Data Locality in Hadoop
Hadoop handles very large amounts of data. It uses the concept of data locality to improve performance and reduce network congestion. Data locality is the process of moving the computational programs to the data nodes where the data is stored instead of moving data to the code. Since code is smaller than the actual data that needs to be processed. Hadoop stores data using HDFS (Hadoop Distributed File System). The large data sets are split into blocks which are stored across many data nodes. When a MapReduce task is given to run, the name node which assigns data blocks to data nodes. The namenode sends the MapReduce task to the data node where the data is stored. The requirement for successfully using data locality is that Hadoop is aware of the nodes where the data is stored.

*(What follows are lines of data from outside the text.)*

PR #7180, opened 2025-04-09
fix: await `zipFunctions()` in functions build

serhalp:
#### Summary

The types fixes in https://github.com/netlify/cli/pull/7130 identified a number of bugs. This fixes one of those.


src/utils/functions/functions.ts
```diff
@@ -22,7 +22,11 @@ export const getFunctionsDir = (
     options: OptionValues
   },
   defaultValue?: string,
-) => options.functions || config.dev?.functions || config.functionsDirectory || defaultValue
+): string | undefined =>
+  ('functions' in options && typeof options.functions === 'string' ? options.functions : null) ??
+  config.dev?.functions ??
+  config.functionsDirectory ??
```
ndhoule, line 28: Isn't this a behavioral change? Won't this now allow `config.dev.functions` and `config.functionsDirectory` to be an empty string? Or do we sanitize empty strings out somewhere?

src/commands/functions/functions-build.ts
```diff
@@ -10,7 +10,7 @@ import type BaseCommand from '../base-command.js'
 export const functionsBuild = async (options: OptionValues, command: BaseCommand) => {
   const { config } = command.netlify
 
-  const src = options.src || config.build.functionsSource
+  const src = ('src' in options && typeof options.src === 'string' ? options.src : null) ?? config.build.functionsSource
```
ndhoule, line 13: Same here--this will now allow an empty string, won't it?

ndhoule (changes requested):

src/utils/functions/functions.ts
serhalp: I'm not sure how you could even end up with an empty string, other than explicitly using `""` in your `netlify.toml` or something... 🤔

I feel like it isn't worth the added complexity to this line to support ignoring hypothetical empty strings here, but in the interest of limiting behavioural changes I'll go ahead and add the conditions 🙈.

ndhoule: I don't think it's worth the added complexity here or the change risk, however low that risk is (you're still adding in new behavior by checking for strings with only whitespace in them). I don't think that bundling it in with a clear and totally unrelated bug is really the way to go about this change, either.

ndhoule (approved):

src/utils/functions/functions.ts
serhalp: I thought that `trim()` wouldn't be controversial, but alright, I've reverted that too.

There are multiple categories for Hadoop Data Locality:
--Data local data locality: Data is located in the same node where the mapper can be run, which is the best scenario.
--Intra Rack data locality: Due to resource constraints, the mapper is run in a different node but in the same rack.
--Inter Rack data locality: Due to resource constraints, the mapper cannot be run in the same rack. The mapper is run in a different rack.
There are many advantages of data locality such as high throughput of the overall system and faster execution of code. But sometimes due to the large size of clusters and different types of nodes available, data locality becomes less and more complex to achieve.